> **EXERCISE**
Reproduce the data exactly as it stands.

■ ■ ■

PR #4279, opened 2025-12-19
Improvements for internal sorters

yger:
Various enhancements for the internal sorters: 
- no more predefined margin
- better flexibility of preprocessing options for lupin and tdc2
- cast input data as float32 if not preprocessed
- make the final analyzer in all cases lupin, tdc2, sc2, with extension noise_levels and amplitude_scalings
- in case of sc2, make the analyzer survives the final exit with a cached recording (either json or pickeled), such that it can be fully reloadable

### DIFF
--- a/doc/api.rst
+++ b/doc/api.rst
@@ -431,7 +431,7 @@ Drift
 ~~~~~
 
 .. automodule:: spikeinterface.generation
-    :noindex:
+    :no-index:
 
     .. autofunction:: generate_drifting_recording
     .. autofunction:: generate_displacement_vector
@@ -446,7 +446,7 @@ Hybrid
 ~~~~~~
 
 .. automodule:: spikeinterface.generation
-    :noindex:
+    :no-index:
 
     .. autofunction:: generate_hybrid_recording
     .. autofunction:: estimate_templates_from_recording
@@ -463,6 +463,7 @@ Noise
 ~~~~~
 
 .. automodule:: spikeinterface.generation
+    :no-index:
 
     .. autofunction:: generate_noise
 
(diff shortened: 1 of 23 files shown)


src/spikeinterface/sorters/internal/lupin.py
```diff
@@ -128,36 +131,36 @@ def _run_from_folder(cls, sorter_output_folder, params, verbose):
...
-                ftype="bessel",
-                filter_order=2,
-                margin_ms=20.0,
-                dtype="float32",
-            )
+                rec_for_motion = bandpass_filter(
+                    rec_for_motion, freq_min=300.0, freq_max=6000.0, ftype="bessel", dtype="float32"
+                )
+                if apply_cmr:
+                    rec_for_motion = common_reference(rec_for_motion)
```
alejoe91: Here we should apply the `preprocessing_dict` if given!

alejoe91: No?

src/spikeinterface/sortingcomponents/tools.py
```diff
@@ -509,12 +510,30 @@ def create_sorting_analyzer_with_existing_templates(
...
+    if amplitude_scalings is not None:
+        from spikeinterface.postprocessing.amplitude_scalings import ComputeAmplitudeScalings
+
+        sa.extensions["amplitude_scalings"] = ComputeAmplitudeScalings(sa)
+        sa.extensions["amplitude_scalings"].params = dict(
+            sparsity=None,
+            max_dense_channels=16,
+            ms_before=templates.ms_before,
+            ms_after=templates.ms_after,
+            handle_collisions=True,
```
alejoe91: when this is True, the `extension.data` should also have a `collision_mask`, so I think it should be set to False here
```suggestion
            handle_collisions=False,
```

samuelgarcia: Ah yes your are right.
The sorters handle collision but we not have mask...
So lets switch to False but this is strange.

PR #4280, opened 2025-12-22
fix extra is None in iterative_template

### LINKED ISSUE #4235: getting extras from estimate_motion has a bug
Hello,

estimate_motion() has an option extra_outputs which currently (in my version 103.0) doesn't work, at least with the iterative template method. The specific problem comes from two things: in estimate motion lines 104-107

    if extra_outputs:
        extra = {}
    else:
        extra = None

and then in iterative_template lines 133 to 139:

        if extra:
            extra["non_rigid_windows"] = non_rigid_windows
            extra["motion_histograms"] = motion_histograms
            extra["target_histogram"] = target_histogram
            extra["shift_covs_block"] = shift_covs_block
            extra["temporal_hist_bin_edges"] = temporal_hist_bin_edges
            extra["spatial_hist_bin_edges"] = spatial_hist_bin_edges

both options for extra in the former code block return false, so the latter code block is inaccessible

I have bypassed this for now by doing: 

    if extra_outputs:
        extra = 1
    else:
        extra = None

But perhaps this breaks other things...

Thanks!

Jeff Boucher

samuelgarcia:
Fix #4235

### DIFF
--- a/src/spikeinterface/sortingcomponents/motion/iterative_template.py
+++ b/src/spikeinterface/sortingcomponents/motion/iterative_template.py
@@ -130,7 +130,7 @@ class IterativeTemplateRegistration:
         # convert to um
         motion_array = -(shift_indices * bin_um)
 
-        if extra:
+        if extra is not None:
             extra["non_rigid_windows"] = non_rigid_windows
             extra["motion_histograms"] = motion_histograms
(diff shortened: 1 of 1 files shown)


samuelgarcia:
Ig no one wants to congratulate me on this, I merge it myself.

■ ■ ■

> **EXERCISE OUTPUT**
PR #4279, opened 2025-12-19
Improvements for internal sorters

yger:
Various enhancements for the internal sorters: 
- no more predefined margin
- better flexibility of preprocessing options for lupin and tdc2
- cast input data as float32 if not preprocessed
- make the final analyzer in all cases lupin, tdc2, sc2, with extension noise_levels and amplitude_scalings
- in case of sc2, make the analyzer survives the final exit with a cached recording (either json or pickeled), such that it can be fully reloadable

### DIFF
--- a/doc/api.rst
+++ b/doc/api.rst
@@ -431,7 +431,7 @@ Drift
 ~~~~~
 
 .. automodule:: spikeinterface.generation
-    :noindex:
+    :no-index:
 
     .. autofunction:: generate_drifting_recording
     .. autofunction:: generate_displacement_vector
@@ -446,7 +446,7 @@ Hybrid
 ~~~~~~
 
 .. automodule:: spikeinterface.generation
-    :noindex:
+    :no-index:
 
     .. autofunction:: generate_hybrid_recording
     .. autofunction:: estimate_templates_from_recording
@@ -463,6 +463,7 @@ Noise
 ~~~~~
 
 .. automodule:: spikeinterface.generation
+    :no-index:
 
     .. autofunction:: generate_noise
 
(diff shortened: 1 of 23 files shown)


src/spikeinterface/sorters/internal/lupin.py
```diff
@@ -128,36 +131,36 @@ def _run_from_folder(cls, sorter_output_folder, params, verbose):
...
-                ftype="bessel",
-                filter_order=2,
-                margin_ms=20.0,
-                dtype="float32",
-            )
+                rec_for_motion = bandpass_filter(
+                    rec_for_motion, freq_min=300.0, freq_max=6000.0, ftype="bessel", dtype="float32"
+                )
+                if apply_cmr:
+                    rec_for_motion = common_reference(rec_for_motion)
```
alejoe91: Here we should apply the `preprocessing_dict` if given!

alejoe91: No?

src/spikeinterface/sortingcomponents/tools.py
```diff
@@ -509,12 +510,30 @@ def create_sorting_analyzer_with_existing_templates(
...
+    if amplitude_scalings is not None:
+        from spikeinterface.postprocessing.amplitude_scalings import ComputeAmplitudeScalings
+
+        sa.extensions["amplitude_scalings"] = ComputeAmplitudeScalings(sa)
+        sa.extensions["amplitude_scalings"].params = dict(
+            sparsity=None,
+            max_dense_channels=16,
+            ms_before=templates.ms_before,
+            ms_after=templates.ms_after,
+            handle_collisions=True,
```
alejoe91: when this is True, the `extension.data` should also have a `collision_mask`, so I think it should be set to False here
```suggestion
            handle_collisions=False,
```

samuelgarcia: Ah yes your are right.
The sorters handle collision but we not have mask...
So lets switch to False but this is strange.

PR #4280, opened 2025-12-22
fix extra is None in iterative_template

### LINKED ISSUE #4235: getting extras from estimate_motion has a bug
Hello,

estimate_motion() has an option extra_outputs which currently (in my version 103.0) doesn't work, at least with the iterative template method. The specific problem comes from two things: in estimate motion lines 104-107

    if extra_outputs:
        extra = {}
    else:
        extra = None

and then in iterative_template lines 133 to 139:

        if extra:
            extra["non_rigid_windows"] = non_rigid_windows
            extra["motion_histograms"] = motion_histograms
            extra["target_histogram"] = target_histogram
            extra["shift_covs_block"] = shift_covs_block
            extra["temporal_hist_bin_edges"] = temporal_hist_bin_edges
            extra["spatial_hist_bin_edges"] = spatial_hist_bin_edges

both options for extra in the former code block return false, so the latter code block is inaccessible

I have bypassed this for now by doing: 

    if extra_outputs:
        extra = 1
    else:
        extra = None

But perhaps this breaks other things...

Thanks!

Jeff Boucher

samuelgarcia:
Fix #4235

### DIFF
--- a/src/spikeinterface/sortingcomponents/motion/iterative_template.py
+++ b/src/spikeinterface/sortingcomponents/motion/iterative_template.py
@@ -130,7 +130,7 @@ class IterativeTemplateRegistration:
         # convert to um
         motion_array = -(shift_indices * bin_um)
 
-        if extra:
+        if extra is not None:
             extra["non_rigid_windows"] = non_rigid_windows
             extra["motion_histograms"] = motion_histograms
(diff shortened: 1 of 1 files shown)


samuelgarcia:
Ig no one wants to congratulate me on this, I merge it myself.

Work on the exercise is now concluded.